PR #1932, opened 2017-10-29
BF(TST): swallow outputs while ds.run for the case of nose without -s

yarikoptic:
Recent tests of master were failing in the "heavy debug" environment, triggered by the fact that we use nose without `-s` there.  I do not remember how we addressed this in other places, but clearly here we seems to need a "proper" stdout with fileno, so I just wrapped with `swallow_outputs`.  Is there is a better way @bpoldrack?

### DIFF
--- a/datalad/interface/tests/test_run.py
+++ b/datalad/interface/tests/test_run.py
@@ -32,6 +32,7 @@ from datalad.tests.utils import assert_status
 from datalad.tests.utils import assert_result_count
 from datalad.tests.utils import assert_in
 from datalad.tests.utils import swallow_logs
+from datalad.tests.utils import swallow_outputs
 from datalad.tests.utils import skip_if_on_windows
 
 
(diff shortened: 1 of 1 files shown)


yarikoptic:
quick review/merge would be appreciated so we reduce "failed" noise from the CIs

bpoldrack:
IIRC, we have a dedicated decorator for this issue.

bpoldrack:
It's in `tests/utils.py` and it is called `ignore_nose_capturing_stdout`.
However, this just ensures the test doesn't formally fail. But: Since we just catch the exception therein, the test isn't entirely executed (until it raises only).
So, if we want to actually run those tests in the build without  `-s`, `swallow_outputs` is the better way.
Still - would be nice to integrate with existing `ignore_nose_capturing_stdout` (RF to change its implementation and name) and let it be a context manager as well as a decorator. So, we could use it the same way you did here but WITH knowing what the hell this is about when looking at the code later on ;)

PR #1922, opened 2017-10-30
AutomagicIO issues under PY3

mih:
FTR: Tests under PY3 are now flooded with:

```
[WARNING] Failed proxying open with (3, 'rb', -1), {}: lstat: illegal type for path parameter [posixpath.py:lexists:171] 
[WARNING] Failed proxying open with (5, 'rb', -1), {}: lstat: illegal type for path parameter [posixpath.py:lexists:171] 
[WARNING] Failed proxying open with (3, 'rb', -1), {}: lstat: illegal type for path parameter [posixpath.py:lexists:171] 
```
but there is no functional impairment. Haven't looked into it, but it smells like we are doing something wrong.

### DIFF
--- a/datalad/auto.py
+++ b/datalad/auto.py
@@ -134,7 +134,10 @@ class AutomagicIO(object):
******************************
> _Exercise description_: Show all lines in the preceding material that have "under" in them.

> _Answer box_:
AutomagicIO issues under PY3
FTR: Tests under PY3 are now flooded with:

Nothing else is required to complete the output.